Nota de pesar - João Acaiabe

COMUNICADOS

São Paulo, 1 de Abril de 2021.

 

João Acaiabe. João olhou nos olhos de Iku. Sim, porque nem tudo se resume a essa contabilidade terrível da perda, embora sejamos forçados a atravessá-la. Quem conheceu João está ouvindo sua risada e seu chamado para a vida. Ele era assim, desde a sala de ensaio, uma presença a exigir de todos um engajamento no vivo.

João foi da turma de 1968; veio com a Escola para  o campus e estava no palco, falando de seus dias de Escola de Arte Dramática, por ocasião da festa de 50 anos da Escola de Comunicações Artes.

No teatro, no cinema, na televisão, João foi um contador de histórias. Ele dizia que Antônio Abujamra o fez entender isso, no final dos anos 1970: ele devia contar histórias como um griot. E assim, muitos lembrarão de João: os que foram crianças em frente  à televisão, assistindo ao Bambalalão; ou os que, crianças, viram sua figura no Sítio do Picapau amarelo. Gerações diante de um griot brasileiro, que agora vai se tornando Ancestre.

A figura emblemática das peças de Plínio Marcos, o professor de teatro.  João começou o ano estreando com jovens artistas em um projeto no Centro Cultural São Paulo, e como tantos artistas, tinha planos para o ano, planos para a vida, numa luta por ela, com ela.

Riremos na voz de João, sempre. Um ator que podia ser a voz ancestral no Rei Leão, mas também a voz do não em O dia que Dorival encarou a guarda. Seremos, nós, também, nesse momento de horror e regressão, capazes de encarar a guarda?

O Orum recebe de volta um seu.

Há um documento em vídeo, em que João lembra o corifeu em Missa Leiga, de Chico de Assis e direção de Ademar Guerra, em 1972, em que ele era João Batista. Diz o corifeu:

Nos acostumamos à morte e ao genocídio

Como adquirimos vícios gerais como fumar e beber

Estamos resistentes e intoxicados a qualquer notícia

Esperamos, como num jogo, sermos personagens da tragédia

Aí, então, nos desesperamos e tomamos providências

Aí, então, gritamos, mas ninguém nos ouve

Porque o ar está poluído de berros lancinantes

Aí, então, tentamos explicar o mal do mundo

Mas ninguém nos ouve,

Ninguém tem ouvidos para estas coisas.

Somos vítimas sintomáticas

Do nosso desinteresse pela vida

Pela nossa apropriação sôfrega

Das migalhas e farrapos da alegria

Sobradas do contínuo festim da violência

A solidariedade humana é uma doutrina

De condenados à morte, imediatos

O amor é o privilégio dos que vivem

Sob risco de vida, nos andaimes do mundo

Sob a marca da fatalidade planejada, marginal

Debaixo das ordens de guerra e destruição

O paradoxo do amor é sua própria destruição

Quem entende de perigos é o equilibrista.

Quem sabe da felicidade

É o recém-afogado no mar

Certas facilidades de sobrevivência

Egoístas e pessoais castram no homem

Sua sensibilidade geral

A notícia do mundo é tão tragicamente forte

Que a humanidade devia chorar

E se afogar num autodilúvio de lágrimas

Ou então refletir sobre as formas de tortura

Repensar as várias modalidades de assassinato

Mastigar a fome e engoli-la sem água

O homem está calmo e feliz

À espera de que invadam sua casa

Atirem sobre seu filho e violentem sua mulher.

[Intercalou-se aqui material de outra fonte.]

PR #20, opened 2022-09-30
test: add broker integration tests

bayological:
### Description
Add integration tests tying all McMint related work together.

Things to test:
- [x] Stable to Collateral swaps
- [x] Stable to Stable swaps
- [x] Bucket updates
- [x] Discovery functions 

### Other changes

N/A

### Tested

It is tests

### Related issues

- Fixes https://github.com/mento-protocol/mento-general/issues/43

### Backwards compatibility

N/A

### Documentation

N/A

### DIFF
--- a/test/integration/BrokerIntegration.t.sol
+++ b/test/integration/BrokerIntegration.t.sol
@@ -34,31 +34,7 @@ contract BrokerIntegrationTest is Test, McMintIntegration, TokenHelpers {
     deal(address(celoToken), address(reserve), 10**24); // Gift 1Mil to reserve
     deal(address(usdcToken), address(reserve), 10**24); // Gift 1Mil to reserve
   }
-}
 
-contract BrokerIntegrationTest_discovery is BrokerIntegrationTest {
-  function test_getExchangeProviders_shouldReturnProviderWithCorrectExchanges() public {
-    // Verify this function returns the BiPoolManager with valid poolExchanges as configured.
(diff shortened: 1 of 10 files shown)


test/integration/BrokerIntegration.t.sol
```diff
@@ -0,0 +1,292 @@
...
+      bucketIn = exchange.bucket0;
+      bucketOut = exchange.bucket1;
+    } else {
+      bucketIn = exchange.bucket1;
+      bucketOut = exchange.bucket0;
+    }
+
+    // Get expected out.. ¯\_(ツ)_/¯
+    // Maybe use broker.getAmountOut
+    expectedOut = exchange.pricingModule.getAmountOut(bucketIn, bucketOut, exchange.config.spread.unwrap(), amountIn);
```
bowd, line 67: Yeah I think using `broker.getAmountOut` here is fair.
I don't think we should make expectations on the amounts themselves in the test, that's part of the components. 
But in an integration test I think it's fair to test that `broker.getAmountOut` ends up being the `amountOut` of the immediate swap.

bowd (approved):
LGTM, I would indeed use `broker.getAmountOut` just to make it feel more consistent as an integration test, testing the boundary of the system.

But yeah a big bunch of the setup there is my own code so I don't think it makes sense for me to review it, so I'm hoping somebody else put some eyes on it.

philbow61 (commented):
Looks good to me👌🏻💪🏻

PR #27, opened 2022-10-18
test: migrate StableToken tests to foundry

### LINKED ISSUE #7: Migrate StableToken tests
**Description**
Convert the existing Stabletoken.ts test in the Celo monorepo to a solidity test using foundry

**Acceptance Criteria**
- mento-core repo contains Stabletoken tests that are all passing

ninocomputer:
### Description

Refactored StableToken tests from TS to Foundry

### Related issues

- Fixes #7


test/StableToken.t.sol
```diff
@@ -1,13 +1,634 @@
...
+    registry.setAddressFor("GrandaMento", grandaMento);
+  }
+
+  function mintAndAssert(address to, uint256 value) public {
+    changePrank(to);
+    testee.mint(to, value);
+    assertEq(testee.balanceOf(to), value);
+    assertEq(testee.totalSupply(), value);
+  }
+
```
philbow61, line 157: Enjoyed the following part with the mintAndAssert function😎

test/StableToken.t.sol
```diff
@@ -1,13 +1,634 @@
...
+    vm.roll(block.number + 1);
+    uint256 newBalance = testee.balanceOf(sender);
+    assertEq(newBalance, balance);
+  }
+
+  function test_balanceOf_withInflation_shouldFetchCorrectBalance() public {
+    changePrank(deployer);
+    testee.setInflationParameters(inflationRate, 1 weeks);
+    uint256 adjustedBalance = testee.balanceOf(sender);
+    assertEq(adjustedBalance, 1e20);
```
philbow61, line 335: shouldn't the balance change based on the set inflationRate? 
Not sure if I understood everything right 😌

test/StableToken.t.sol
```diff
@@ -1,13 +1,634 @@
...
+
+  function burnAndAssert(address to, uint256 value) public {
+    changePrank(to);
+    vm.expectEmit(true, true, true, true);
+    emit Transfer(to, address(0), testee.valueToUnits(value));
+    testee.burn(value);
+    assertEq(testee.balanceOf(to), value);
+    assertEq(testee.totalSupply(), value);
+  }
+
```
philbow61, line 384: Enjoyed the following part with the burnAndAssert function😎

test/StableToken.t.sol
```diff
@@ -1,13 +1,634 @@
...
+    changePrank(deployer);
+    setUpInflation(inflationRate);
+
+    changePrank(sender);
+
+    vm.expectEmit(true, true, true, true);
+    emit InflationFactorUpdated(8333333333333333333333333, 1 weeks + initTime);
+    testee.approve(receiver, transferAmount);
+  }
+
```
philbow61, line 492: I think here one test from the celo mono-repo is missing  
`allowance() should return allowance`

test/StableToken.t.sol
```diff
@@ -1,13 +1,634 @@
...
+  function test_balanceOf_withInflation_shouldFetchCorrectBalance() public {
+    changePrank(deployer);
+    testee.setInflationParameters(inflationRate, 1 weeks);
+    uint256 adjustedBalance = testee.balanceOf(sender);
+    assertEq(adjustedBalance, 1e20);
+  }
+}
+
```
philbow61, line 338: I am unsure about the following part. Don't really understand where these Results come from. The Original tests form the mono-repo seem different, but maybe I am missing something.

philbow61 (commented):
All in all looks good to me :) I left some comments where I felt unsure. Hope maybe @bayological or @bowd  can take a look at it as well

test/StableToken.t.sol
```diff
@@ -1,13 +1,634 @@
...
+    assertEq(rate, newInflationRate);
+    assertEq(updatePeriod, newUpdatePeriod);
+    assertEq(lastUpdated, initTime);
+  }
+
+  function test_setInflationParameters_shouldEmitEvent() public {
+    uint256 newUpdatePeriod = 1 weeks + 5;
+
+    changePrank(deployer);
+    vm.expectEmit(false, false, false, true);
```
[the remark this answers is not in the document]
ninocomputer: yeah, good catch!

test/StableToken.t.sol
ninocomputer: yes, you did understand it right! Time travel is necessary for the inflation factor to update.

test/StableToken.t.sol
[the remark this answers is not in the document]
bayological: @ninocomputer unresolved this, so it's not missed as the params have not been updated yet.

bayological:
> All in all looks good to me :) I left some comments where I felt unsure. Hope maybe @bayological or @bowd can take a look at it as well

I will look over the comments, but for this PR it makes sense for @bowd to review as I also did some of the tests.

test/StableToken.t.sol
ninocomputer: in monorepo in this particular test, I believe inflation factor is 1.005 * 10**24 but here the factor is 0.995 * 10**24 so the result is obviously different for this reason

bowd: This is because the mock you set up for `fractionMulExp` doesn't actually calculate the right values.
You can take a look [here](er/packages/vm/lib/evm/precompiles/fc-fractionmulexp.ts) for what the `fractionMulExp` should do. Essentially it's `a * b^exp` where a and b are both fractions, normalized to a number of decimals. So the parameters passed to the precompile are:
- aNumerator
- aDenominator
- bNumerator
- bDenominator
- exponent
- decimals

So the actual mock that you're setting now: 
```solidity
    ph.mockReturn(
      FRACTION_MUL,
      keccak256(abi.encodePacked(uint256(1e24), uint256(1e24), uint256(995e21), uint256(1e24), uint256(1), uint256(18))),
      abi.encode(uint256(100), uint256(12))
    );
``` 
Doesn't make sense for the values.

You have:
a = 1e24 / 1e24
b = 995e21 / 1e24
exp = 1
decimals = 18

Return value should be:
a * b^exp = a * b `(exp = 1)`
a * b = 995e21 / 1e24

And if we normalize for 18 decimals:

resultNumerator = 995e21 * 1e18 / 1e24 = 995e15
resultDenominator = 1e18

So the mock should be:
```solidity
    ph.mockReturn(
      FRACTION_MUL,
      keccak256(abi.encodePacked(uint256(1e24), uint256(1e24), uint256(995e21), uint256(1e24), uint256(1), uint256(18))),
      abi.encode(uint256(995e15), uint256(1e18))
    );
``` 

Then I would suggest replicating the other specs as well with the other inflation factors and time periods (which will result in higher exp values).

I would do this by: 
1.  writing a missing test case
2. running it, which will result in an error because there's no mock registered for that particular call of the precompile
3. look at the output of the failure to extract the arguments for the precompile
4. calculate the correct response using the formulas above
5. add a precompile mock
6. rinse and repeated until there are no more test cases

---

Long term this would be cleaner if the precompile test helpers actually implemented the a*b^exp calculation somehow and there are ways using `ffi` in forge to call to an external script, but that has more complexity and we're looking to move away from inflation anyway which might end up removing all of this code so I would keep it simple now.

bowd (changes requested):
Great job overall! 
There's that complexity with the `fractionMulExp` precompile that I would like us to cover. Let me know if the comment I left makes sense and you know how to approach it.

test/StableToken.t.sol
```diff
@@ -3,11 +3,637 @@ pragma solidity ^0.5.13;
...
+  address receiver;
+  string comment;
+  uint256 mintAmount = 100 * 10**18;
+
+  function setUp() public {
+    super.setUp();
+
+    sender = actor("sender");
+    receiver = actor("receiver");
+    comment = "pineapples absolutely do not belong on pizza";
```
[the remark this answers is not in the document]
ninocomputer: NEVER

test/StableToken.t.sol
ninocomputer: yes, yes now looking at the encoded values I realise that initially they were placeholders that I didn't calculate just to get the mock working and forgot to change. Now, this makes sense why the inflation factor was off.

bowd: @philbow61 can you pick this up and get this PR across the finish line, so that @ninocomputer can focus on the Circuit Breaker work?

philbow61: sure! I am on it

philbow61: @bowd should be all fixed now. I also added the code for making the broker capable of minting Stabletokens and the corresponding tests.

bowd: Awesome! Great job!

bowd (approved):

PR #45, opened 2022-10-26
chore: revert codebase to pre StableToken bucket cap

### LINKED ISSUE #43: Revert stable bucket cap size changes
**Description**
An [issue](https://github.com/celo-org/celo-monorepo/issues/5849) was created some time ago to add a cap to the stable bucket size, but never made its way to Mainnet. In order to maintain consistency this change should be reverted in the Celo mono repo and Mento core repos. The issue the change was supposed to be address will be handled by the new trading limits that will be brought in with McMint.

**Acceptance Criteria**

- [x] Revert the changes from the PR https://github.com/celo-org/celo-monorepo/pull/9318 in the celo-monorepo
- [x] Revert the changes for the same PR in mento-core (as a hotfix).
- [x] Remove references to code in tests
- [x] Remove references(if any) to code in contractKit

ninocomputer:
### Description

Due to the recent design decisions, revert `Exchange.sol`, contracts derived from it and exchange test to its state before cap for a  stableToken bucket was implemented. 

### Related issues

- Fixes #43

### Backwards compatibility

should be backwards compatible

### DIFF
--- a/test/Exchange.t.sol
+++ b/test/Exchange.t.sol
@@ -29,8 +29,6 @@ contract ExchangeTest is Test, WithRegistry, TokenHelpers {
     event SpreadSet(uint256 spread);
     event ReserveFractionSet(uint256 reserveFraction);
     event BucketsUpdated(uint256 celoBucket, uint256 stableBucket);
-    event StableBucketMaxFractionSet(uint256 stableBucketMaxFraction);
-    event MinSupplyForStableBucketCapSet(uint256 minSupplyForStableBucketCap);
 
     address deployer;
     address rando;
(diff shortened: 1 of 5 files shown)


test/Exchange.t.sol
```diff
@@ -29,8 +29,6 @@ contract ExchangeTest is Test, WithRegistry, TokenHelpers {
     event SpreadSet(uint256 spread);
```
ninocomputer, line 29: since there seems to be a problem in CI, it's failing

bowd (changes requested):
The changes look ok to me but we need to follow a slightly different merge strategy for this.
Because these changes are essentially needed on both the `main` and `develop` branches we need to think of this in terms of a hotfix. [This is a good example](https://www.theserverside.com/blog/Coffee-Talk-Java-News-Stories-and-Opinions/GitFlow-Hotfix-Branch-Example-Start-Finish) of a how to do a hotfix in the git flow methodology. Note that the example uses the actual `git-flow` plugin that we decided not to use for simplicity so you can ignore the actual commands, which are just light wrappers around 1 or more git operations. So essentially what I would do is:
- Create a branch `hotfix/revert-stable-token-cap` branched from `main` (important)
- Cherry-pick the relevant commit from this branch to the hotfix branch
- Open 2 PRs, one to `main` one to `develop`

@philbow61 can you also take this pls? ❤️

PR #50, opened 2022-10-27
test: migrate SortedOracles tests

philbow61:
### Description
- migrated the SortedOracles test from the celo mono-repo to foundry 

### Other changes
- fixed an off by one error in the Exchange.t.sol
- before the amount had a range from `[0 - sellerCeloBalance]` using Fuzz testing 
- in the case of the amount being equal to `sellerCeloBalance` the call isn't failing because the `'transfer value exceeded sender's allowance for recipient'` but because the `'transfer value exceeded balance of sender'`

### Related issues
- Fixes #[18] [Ticket](https://github.com/orgs/mento-protocol/projects/5/views/1)

### DIFF
--- a/contracts/BiPoolManager.sol
+++ b/contracts/BiPoolManager.sol
@@ -1,0 +1,475 @@
+pragma solidity ^0.5.13;
+pragma experimental ABIEncoderV2;
+
+import { Ownable } from "openzeppelin-solidity/contracts/ownership/Ownable.sol";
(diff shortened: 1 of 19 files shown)


bayological:
@philbow61 Looks like you branched from the McMint feature branch instead of develop 🙃.

bayological (changes requested):
@philbow61 Looks like you branched from the McMint feature branch instead of develop 🙃

PR #51, opened 2022-10-31
test: migrate sorted oracles tests

philbow61:
Description

migrated the SortedOracles test from the celo mono-repo to foundry
Other changes

fixed an off by one error in the Exchange.t.sol
before the amount had a range from [0 - sellerCeloBalance] using Fuzz testing
in the case of the amount being equal to sellerCeloBalance the call isn't failing because the 'transfer value exceeded sender's allowance for recipient' but because the 'transfer value exceeded balance of sender'
Related issues

Fixes #[18] [Ticket](https://github.com/orgs/mento-protocol/projects/5/views/1)

### DIFF
--- a/test/SortedOracles.t.sol
+++ b/test/SortedOracles.t.sol
@@ -1,0 +1,540 @@
+// SPDX-License-Identifier: UNLICENSED
+pragma solidity ^0.5.13;
+
+import { Test, console2 as console } from "celo-foundry/Test.sol";
+import { SortedOracles } from "contracts/SortedOracles.sol";
+
+import "../contracts/common/linkedlists/SortedLinkedListWithMedian.sol";
+import { FixidityLib } from "contracts/common/FixidityLib.sol";
+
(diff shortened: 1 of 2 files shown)


bayological (approved):
All good. Some minor comments on naming.

test/SortedOracles.t.sol
```diff
@@ -0,0 +1,540 @@
...
+        sortedOracles.removeOracle(token, oracle, 1);
+    }
+
+    function test_removeOracle_shouldRevertWhenAddressIsWrong() public {
+        submitNReports(1);
+        vm.expectRevert("token addr null or oracle addr null or index of token oracle not mapped to oracle addr");
+        sortedOracles.removeOracle(token, address(15), 0);
+    }
+
+    function test_removeOracle_shouldRevertWhenCalledByNonOwner() public {
```
philbow61, line 274:
```suggestion
    function test_removeOracle_whenCalledByNonOwner_shouldRevert() public {
```

PR #56, opened 2022-11-01
feat: McMint circuit breaker integration

### LINKED ISSUE #35: Circuit breaker integration with McMint
**Description**
The existing circuit breaker implementation is designed to work with the existing exchanges. With the McMint update, these exchanges will be deprecated, so the circuit breaker needs to be modified to work with the McMint broker instead.

Existing branch: https://github.com/celo-org/celo-monorepo/tree/bayological/onchain-circuit-breaker

**Acceptance Criteria**

- [x] Existing circuit breaker code is migrated to mento-core repo
- [x] Circuit breaker stops trading via mento when a shift gt a calculated amount in oracle reports is detected
- [x] Breaker automatically resets itself after it has been tripped based on it's configured params
- [x] Tests are added to verify functionality works as expected

ninocomputer:
### Description

- [x] moving initial circuit breaker implementation from [celo-monorepo](https://github.com/celo-org/celo-monorepo/pull/9677) to mento core. 
- [x] Add reference to the BreakerBox in the BiPoolManager
- [x] Query the breaker box by using the oracleReportTarget variable in the pair details
- [x] Write tests to verify everything works as expected

_circuit breaker integration with McMint design doc can be found [here](https://www.notion.so/e62010a140154271a48aba711a9f897a?v=35252ec445274fcf93043604e39f6733&p=3ffd6d250a074efb8b952714c90ec64f&pm=s)_

### Other changes

N/A

### Tested

- Unit tests
- Integration tests

### Related issues

- Fixes #35


contracts/BiPoolManager.sol
```diff
@@ -145,6 +153,19 @@ contract BiPoolManager is IExchangeProvider, IBiPoolManager, Initializable, Owna
...
   }
 
+ /**
+   * @notice Check trading mode for a particular oracle report target
+   * @param exchange The exchange i.e PoolExchange to use
+   */
+  function checkTradingMode(PoolExchange memory exchange)public view {
+    if (address(breakerBox) != address(0)) {
+      require(
+        breakerBox.getTradingMode(exchange.config.oracleReportTarget) == TRADING_MODE_BIDIRECTIONAL,
```
bowd, line 163: Ok so naming ways there have been a few ongoing conversations and mental renamings of things so I want to take this opportunity to propose some naming changes across the board.

Oracles work with `rates`, these `rates`  are reported to `rateFeeds` from which a median is constructed. 
When an oracle client reports a rate it passes in a `rateFeedID` which is the identifier of the `rateFeed` to which to add the rate to. 

> Currently what I now call `rateFeedID` has historically been the StableToken address and in the SortedOracles it's referenced as `token`, for example [here](https://github.com/mento-protocol/mento-core/blob/develop/contracts/SortedOracles.sol#L250-L252), `medianRate` takes `token` parameters but this should ideally be renamed to `rateFeedID` across the board - and I think we can do this here and be backward compatible.

Circuit breakers are applied to `rateFeeds`, thus they should also save breakers based on the `rateFeedID` and use this naming throughout.

The `BiPoolManager.Pool` struct provides a virtual AMM that follows a reference rate. It has two related configuration params:
- `uint256 referenceRateResetFrequency` - which determines how often to reset the AMM buckets to the reference rate
- `address oracleReportTarget` - which should be renamed to `referenceRateFeedID` and be the `rateFeedID` of the price that this pool follows (i.e. it's reference rate).

--- 

In this PR you've currently used the `referenceRate` naming in the circuit breaker, this is because I used it when explaining the circuit breaker integration logic from the perspective of the BiPoolManager, and in that context, the poolManager does indeed want to check if it's reference rate feed is still active or the circuit breaker has sprung. But inside the Circuit Breaker itself it doesn't make sense to use `referenceRate` but rather `rateFeed`.

Hope this makes sense and you can make the renames in this PR.

bowd (commented):
Initial thoughts on naming changes to make things consistent, will follow with more notes.

contracts/BreakerBox.sol
```diff
@@ -14,18 +13,18 @@ import { Initializable } from "./common/Initializable.sol";
  * @title   BreakerBox
  * @notice  The BreakerBox checks the criteria defined in separate breaker contracts
  *          to determine whether or not buying or selling should be allowed for a
- *          specified referenceRateIDs. The contract stores references to all breakers
- *          that hold criteria to be checked, referenceRateIDs that
+ *          specified rateFeedIDs. The contract stores rate feed IDs to all breakers
```
bowd, line 16: You renamed `references` => `rate feed IDs` where `reference` was not in relation to the `referenceRate` naming. Te sentence should still be: "the contract stores references".

contracts/SortedOracles.sol
```diff
@@ -16,103 +16,103 @@ import "./common/linkedlists/SortedLinkedListWithMedian.sol";
  * @title Maintains a sorted list of oracle exchange rates between CELO and other currencies.
```
bowd, line 16: Let's actually revert this commit for now as making all the changes necessary here actually breaks compatibility.

ninocomputer: reverted

contracts/BreakerBox.sol
ninocomputer: done!

PR #57, opened 2022-11-03
feat: make broker capable of minting and burning STs

### LINKED ISSUE #32: Make the Broker capable of minting StableTokens
### Description

The Broker Contract needs permission to mint/burn mento stables when executing swaps. In order to not break the patterns used in StableToken we will do this by: 
- Registering the Broker Contract in the Registry with identifier `keccak256(abi.encodePacked("Broker"))` (see GRANDA_MENTO_REGISTRY_ID in StableToken.sol)
- Add another condition in the mint/burn functions of stable token checking if the caller is the broker address from registry

### Acceptence criteria

- StableToken si modified to look-up the Broker in the registry and allow minting/burning.
- Integration tests no longer use the `exchangeRegistryId` variable in StableToken  (set to "Broker") to allow minting.

philbow61:
### Description

- added the `BROKER_REGISTRY_ID` to the StableToken contract 
- both `mint()` and `burn()` now also check whether the caller is the broker address from the registry
- thereby allowing a registered broker to mint and burn 

### Tested

- the integration test mentioned in the acceptance criteria has not been migrated yet and therefore needs to be updated later on

### Related issues

- Fixes #32

### DIFF
--- a/contracts/StableToken.sol
+++ b/contracts/StableToken.sol
@@ -42,6 +42,7 @@ contract StableToken is
     event TransferComment(string comment);
 
     bytes32 constant GRANDA_MENTO_REGISTRY_ID = keccak256(abi.encodePacked("GrandaMento"));
+    bytes32 constant BROKER_REGISTRY_ID = keccak256(abi.encodePacked("Broker"));
 
     string internal name_;
     string internal symbol_;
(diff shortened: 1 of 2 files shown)


philbow61:
> it looks good, add integration test in BrokerIntegration.t.sol and unit test in StableToken.t.sol to verify that it works as expected. Then it's good to go.

The migrated StableToken.t.sol is currently on develop. Therefore I would suggest writing the same test for [mint](https://github.com/mento-protocol/mento-core/blob/dedb150aed90d44a4239d5a6e558fe6836da276c/test/StableToken.t.sol#L183) and [burn](https://github.com/mento-protocol/mento-core/blob/dedb150aed90d44a4239d5a6e558fe6836da276c/test/StableToken.t.sol#L471) when develop and McMint are merged.

Issue #53, opened 2022-11-01
Implement trading limits in the Broker


bowd:
PoC Implementation: https://github.com/celo-org/celo-monorepo/pull/9895

First version should focus on functionality vs gas usage

philbow61:
#65

PR #65, opened 2022-11-15
feat(broker): trading limits

bowd:
### Description

This PR implements trading limits for the broker via the `TradingLimits` library.
This library provides two structs:
- `TradingLimits.State` which holds the counters associated with a trading limit setup
- `TradingLimits.Config` which holds the configuration for a trading limit setup.

A trading limit is applied to an asset in a pair. For example, say we have the `cUSD/CELO` pair which has an `exchangeId`, if we want to apply a trading limit for cUSD in that pair we configure the trading limits on `limitId = exchangeId ^ cUSDTokenAddress`. Inside of a TradingLimits.Config we can enable 3 trading limits:
- L0 which is a time-window based limit, allowing a netflow of `limit0` tokens every `timespan0` seconds.
- L1 which is the same as L0 but with a different limit and timespan.
- LG which is a global limit without a timespan

### Other changes

- Create a MockExchangeProvider to simplify testing in the Broker
- Compile warning fixes

### Tested

- Library has test
- Integration with broker tested

### Related issues

- #53 

### Backwards compatibility

N/A

### Documentation

N/A


philbow61 (commented):
cool stuff!!!
- enjoyed the usage of the bit mask for the different trading limit variants 
- liked the Balance snapshot and the overall refactoring of the broker test

test/common/TradingLimits.t.sol
```diff
@@ -0,0 +1,274 @@
...
+
+  function test_verify_withLG_andMetNegatively() public {
+    state.netflowGlobal = -1231;
+    vm.expectRevert(bytes("LG Exceeded"));
+    state.verify(configLG(1230));
+  }
+
+  /* ==================== State#update ==================== */
+
+  function test_update_withNoLimit_updatesOnlyGlobal() public {
```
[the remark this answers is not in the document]
bowd: Good catch! At some point I was toying around with the idea of always updating `netflowGlobal` in order to actually be "global", so also when the limit isn't active, but in the end, I decided to keep it simple and only update `netflow*` when the limit is active.

test/common/TradingLimits.t.sol
```diff
@@ -0,0 +1,274 @@
...
+
+  uint8 private constant L0 = 1; // 0b001
+  uint8 private constant L1 = 2; // 0b010
+  uint8 private constant LG = 4; // 0b100
+
+  TradingLimits.State private state;
+
+  function setUp() public {
+    TradingLimits.State memory _state;
+    state = _state;
```
bayological, line 24: Is this setup needed? Surely you get the same result from just declaring it?

bayological (approved):
Nice work on this. LGTM

test/common/TradingLimits.t.sol
bowd: Yeah, I can't reconstruct how I ended up in this situation 😂. Removed it.

PR #68, opened 2022-11-15
feat(broker): make broker capable of minting

### LINKED ISSUE #32: Make the Broker capable of minting StableTokens

philbow61:
### Description

- added the `BROKER_REGISTRY_ID` to the StableToken contract 
- both `mint()` and `burn()` now also check whether the caller is the broker address from the registry
- thereby allowing a registered broker to mint and burn 

### Tested

- updated the McMintIntegration.sol
- The migrated StableToken.t.sol is currently on develop. Therefore I would suggest writing the same test for [mint](https://github.com/mento-protocol/mento-core/blob/dedb150aed90d44a4239d5a6e558fe6836da276c/test/StableToken.t.sol#L183) and [burn](https://github.com/mento-protocol/mento-core/blob/dedb150aed90d44a4239d5a6e558fe6836da276c/test/StableToken.t.sol#L471) when develop and McMint are merged. 

### Related issues

- Fixes #32


test/utils/McMintIntegration.sol
```diff
@@ -53,6 +53,7 @@ contract McMintIntegration is Test, WithRegistry {
   address cUSD_USDCet_oracleReportTarget;
   address cEUR_USDCet_oracleReportTarget;
   address cUSD_cEUR_oracleReportTarget;
+  address exchange;
```
ninocomputer, line 56: why are you using exchange instead of broker?

ninocomputer (changes requested):
looks good, but I wish there were unit tests to verify that changes in the contract work as expected.

test/utils/McMintIntegration.sol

Isso já aconteceu, só falta perceber

(...)

É preciso começar alguma coisa

Que liberte a vida

Que não limite o conhecimento

Pelas grades dos sentidos

Olhos, ouvidos, olfatos, tato e sonho.

Só uma consciência em cacos

Entende um mundo despedaçado

Só um ser inacabado e abandonado

Tem terror do finito e do infinito.

É preciso seres desiguais e concordantes

Ao invés de iguais e discordantes

E isso já basta para uma nova forma de amor.

 

Senhor!

Deixa que eu seja como a flor do mato

Semeada pelo vento ao sabor do acaso

 

Senhor!

Deixa eu ser como o riacho louco que desenha

Em curvas inúteis sua própria estrada

 

Senhor!

Deixa eu ser como a ave

Que acaba de aprender a usar as asas

Mas não sabe para onde voar, apenas voa

 

Senhor!

Deixa que eu viva em constante amor

Sem poder saber nunca o que é o amor.